For the listing below, return the line containing "Unless SSCursor (see", the line containing "it is displayed", and all lines in between, exactly as written and nothing else.

Available data
━━━━━━

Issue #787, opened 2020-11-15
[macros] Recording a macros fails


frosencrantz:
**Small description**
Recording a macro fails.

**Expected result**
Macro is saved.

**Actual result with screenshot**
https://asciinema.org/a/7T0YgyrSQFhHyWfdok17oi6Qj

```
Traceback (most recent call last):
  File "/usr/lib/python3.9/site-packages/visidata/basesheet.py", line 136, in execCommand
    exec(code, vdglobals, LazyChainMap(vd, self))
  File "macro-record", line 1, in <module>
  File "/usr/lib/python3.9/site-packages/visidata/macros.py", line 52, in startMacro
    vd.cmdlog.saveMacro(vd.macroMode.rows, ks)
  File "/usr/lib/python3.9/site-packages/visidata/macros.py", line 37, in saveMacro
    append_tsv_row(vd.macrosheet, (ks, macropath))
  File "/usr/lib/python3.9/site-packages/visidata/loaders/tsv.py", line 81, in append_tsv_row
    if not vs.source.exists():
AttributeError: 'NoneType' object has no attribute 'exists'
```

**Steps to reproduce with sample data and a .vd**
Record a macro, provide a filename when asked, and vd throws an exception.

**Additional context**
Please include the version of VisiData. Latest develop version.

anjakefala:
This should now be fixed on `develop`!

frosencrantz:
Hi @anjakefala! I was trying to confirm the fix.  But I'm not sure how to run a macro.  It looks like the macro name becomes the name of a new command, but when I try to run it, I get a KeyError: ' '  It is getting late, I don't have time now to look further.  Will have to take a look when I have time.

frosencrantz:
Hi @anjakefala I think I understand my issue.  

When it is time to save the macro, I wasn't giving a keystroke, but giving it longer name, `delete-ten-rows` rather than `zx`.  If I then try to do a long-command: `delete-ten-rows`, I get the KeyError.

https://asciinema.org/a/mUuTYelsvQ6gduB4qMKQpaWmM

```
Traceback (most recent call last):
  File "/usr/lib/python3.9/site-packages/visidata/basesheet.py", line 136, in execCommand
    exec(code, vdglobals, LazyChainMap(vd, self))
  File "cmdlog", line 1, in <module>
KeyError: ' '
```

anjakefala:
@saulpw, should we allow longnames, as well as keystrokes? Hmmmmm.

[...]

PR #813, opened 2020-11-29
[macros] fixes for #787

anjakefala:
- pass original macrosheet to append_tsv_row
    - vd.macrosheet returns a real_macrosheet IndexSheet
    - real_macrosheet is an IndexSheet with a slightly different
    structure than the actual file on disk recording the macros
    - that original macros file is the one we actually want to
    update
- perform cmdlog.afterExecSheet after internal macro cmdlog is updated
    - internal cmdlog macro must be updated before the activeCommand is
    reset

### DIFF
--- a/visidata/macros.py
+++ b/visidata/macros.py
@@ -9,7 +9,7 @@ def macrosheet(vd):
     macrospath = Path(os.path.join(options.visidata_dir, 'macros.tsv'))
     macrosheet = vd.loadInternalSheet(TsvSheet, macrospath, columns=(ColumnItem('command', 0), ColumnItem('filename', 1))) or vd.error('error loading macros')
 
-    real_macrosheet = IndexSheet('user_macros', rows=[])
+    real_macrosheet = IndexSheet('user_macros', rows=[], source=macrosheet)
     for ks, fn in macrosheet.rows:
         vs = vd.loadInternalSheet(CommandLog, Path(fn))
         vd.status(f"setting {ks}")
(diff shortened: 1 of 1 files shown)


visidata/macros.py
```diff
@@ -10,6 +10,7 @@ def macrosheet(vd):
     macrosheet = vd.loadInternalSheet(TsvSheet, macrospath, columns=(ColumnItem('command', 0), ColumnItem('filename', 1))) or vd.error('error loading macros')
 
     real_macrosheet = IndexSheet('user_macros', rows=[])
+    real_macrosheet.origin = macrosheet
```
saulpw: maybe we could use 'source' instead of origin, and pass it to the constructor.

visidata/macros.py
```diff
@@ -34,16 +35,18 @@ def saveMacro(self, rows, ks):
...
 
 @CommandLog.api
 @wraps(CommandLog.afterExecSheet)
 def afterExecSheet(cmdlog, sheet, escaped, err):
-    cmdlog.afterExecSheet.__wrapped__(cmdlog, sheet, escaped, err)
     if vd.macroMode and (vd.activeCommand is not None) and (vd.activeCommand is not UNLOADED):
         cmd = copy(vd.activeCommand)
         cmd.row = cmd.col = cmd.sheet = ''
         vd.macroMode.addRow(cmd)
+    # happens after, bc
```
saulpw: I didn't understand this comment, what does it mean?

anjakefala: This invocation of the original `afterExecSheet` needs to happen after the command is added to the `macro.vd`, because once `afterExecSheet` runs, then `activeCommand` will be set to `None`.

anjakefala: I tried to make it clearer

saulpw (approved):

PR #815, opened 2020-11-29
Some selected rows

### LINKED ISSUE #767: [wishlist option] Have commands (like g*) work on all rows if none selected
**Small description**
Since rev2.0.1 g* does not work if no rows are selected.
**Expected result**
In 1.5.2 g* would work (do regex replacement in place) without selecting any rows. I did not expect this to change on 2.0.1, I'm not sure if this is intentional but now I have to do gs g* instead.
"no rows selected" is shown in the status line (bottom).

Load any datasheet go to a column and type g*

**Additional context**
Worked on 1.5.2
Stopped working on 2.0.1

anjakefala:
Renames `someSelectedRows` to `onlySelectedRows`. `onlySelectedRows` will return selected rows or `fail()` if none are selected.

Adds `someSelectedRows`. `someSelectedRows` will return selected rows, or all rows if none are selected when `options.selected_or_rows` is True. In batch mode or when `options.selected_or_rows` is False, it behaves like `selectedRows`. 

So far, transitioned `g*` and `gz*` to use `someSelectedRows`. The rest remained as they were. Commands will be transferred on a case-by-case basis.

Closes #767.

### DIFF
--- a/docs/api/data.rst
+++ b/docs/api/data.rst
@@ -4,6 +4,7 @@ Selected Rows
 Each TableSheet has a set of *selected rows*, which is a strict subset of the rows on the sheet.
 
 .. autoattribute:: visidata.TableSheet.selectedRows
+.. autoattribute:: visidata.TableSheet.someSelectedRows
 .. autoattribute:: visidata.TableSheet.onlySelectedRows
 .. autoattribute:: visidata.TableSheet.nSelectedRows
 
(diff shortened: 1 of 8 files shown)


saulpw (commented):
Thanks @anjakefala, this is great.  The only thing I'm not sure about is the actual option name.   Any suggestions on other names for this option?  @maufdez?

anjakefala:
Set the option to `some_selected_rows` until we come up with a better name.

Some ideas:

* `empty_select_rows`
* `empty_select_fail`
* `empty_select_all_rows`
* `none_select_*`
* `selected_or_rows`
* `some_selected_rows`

━━━━━━

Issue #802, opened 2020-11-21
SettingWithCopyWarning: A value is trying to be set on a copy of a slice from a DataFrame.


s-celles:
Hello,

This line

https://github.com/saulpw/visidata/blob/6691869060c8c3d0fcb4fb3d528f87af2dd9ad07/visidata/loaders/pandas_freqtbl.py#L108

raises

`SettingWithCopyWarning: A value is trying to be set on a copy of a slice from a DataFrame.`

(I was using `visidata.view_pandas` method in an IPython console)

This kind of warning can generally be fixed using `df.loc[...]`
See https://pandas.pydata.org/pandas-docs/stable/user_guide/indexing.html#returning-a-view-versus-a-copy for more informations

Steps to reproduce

━━━━━━

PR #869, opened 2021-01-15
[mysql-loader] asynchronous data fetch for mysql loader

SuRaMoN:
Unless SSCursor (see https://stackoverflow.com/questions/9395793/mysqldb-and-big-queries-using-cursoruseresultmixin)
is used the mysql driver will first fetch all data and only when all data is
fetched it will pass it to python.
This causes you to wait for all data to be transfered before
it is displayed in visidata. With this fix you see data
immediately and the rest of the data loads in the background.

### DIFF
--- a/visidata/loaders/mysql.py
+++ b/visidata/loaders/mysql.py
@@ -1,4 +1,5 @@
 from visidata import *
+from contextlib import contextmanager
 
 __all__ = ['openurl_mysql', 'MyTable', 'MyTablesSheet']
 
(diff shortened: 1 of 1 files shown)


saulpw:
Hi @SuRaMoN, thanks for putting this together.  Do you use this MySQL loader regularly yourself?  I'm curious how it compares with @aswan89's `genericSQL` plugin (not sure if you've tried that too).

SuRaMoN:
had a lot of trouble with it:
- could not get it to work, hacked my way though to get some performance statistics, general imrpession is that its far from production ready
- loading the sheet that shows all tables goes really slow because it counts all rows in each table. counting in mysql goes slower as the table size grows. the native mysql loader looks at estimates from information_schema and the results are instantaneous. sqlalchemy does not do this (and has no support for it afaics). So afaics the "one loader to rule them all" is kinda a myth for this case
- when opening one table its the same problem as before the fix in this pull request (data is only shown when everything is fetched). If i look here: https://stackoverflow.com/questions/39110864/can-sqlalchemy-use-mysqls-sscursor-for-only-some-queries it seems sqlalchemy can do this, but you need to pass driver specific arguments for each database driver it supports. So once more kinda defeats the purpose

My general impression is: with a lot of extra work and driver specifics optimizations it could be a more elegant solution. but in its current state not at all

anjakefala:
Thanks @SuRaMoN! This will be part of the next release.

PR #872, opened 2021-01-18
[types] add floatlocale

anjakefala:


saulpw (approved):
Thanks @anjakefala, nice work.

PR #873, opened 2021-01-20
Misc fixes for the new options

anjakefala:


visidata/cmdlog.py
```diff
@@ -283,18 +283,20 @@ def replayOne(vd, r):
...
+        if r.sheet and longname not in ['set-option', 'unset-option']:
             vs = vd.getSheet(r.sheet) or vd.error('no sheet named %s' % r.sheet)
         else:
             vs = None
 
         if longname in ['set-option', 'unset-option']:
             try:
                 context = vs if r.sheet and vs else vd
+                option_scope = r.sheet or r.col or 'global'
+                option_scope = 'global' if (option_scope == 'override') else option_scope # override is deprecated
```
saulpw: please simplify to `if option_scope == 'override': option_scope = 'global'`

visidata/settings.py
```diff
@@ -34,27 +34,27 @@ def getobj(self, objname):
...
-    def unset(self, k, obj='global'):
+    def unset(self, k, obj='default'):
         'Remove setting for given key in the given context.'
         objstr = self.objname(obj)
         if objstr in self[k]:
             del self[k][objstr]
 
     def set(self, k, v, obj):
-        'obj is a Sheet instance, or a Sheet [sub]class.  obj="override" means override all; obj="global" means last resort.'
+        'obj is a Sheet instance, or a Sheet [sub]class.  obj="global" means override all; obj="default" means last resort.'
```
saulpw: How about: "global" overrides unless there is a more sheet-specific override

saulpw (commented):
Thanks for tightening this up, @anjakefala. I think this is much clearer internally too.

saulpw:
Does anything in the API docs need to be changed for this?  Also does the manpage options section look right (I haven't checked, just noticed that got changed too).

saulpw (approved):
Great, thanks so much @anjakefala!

━━━━━━

Result
Unless SSCursor (see https://stackoverflow.com/questions/9395793/mysqldb-and-big-queries-using-cursoruseresultmixin)
is used the mysql driver will first fetch all data and only when all data is
fetched it will pass it to python.
This causes you to wait for all data to be transfered before
it is displayed in visidata. With this fix you see data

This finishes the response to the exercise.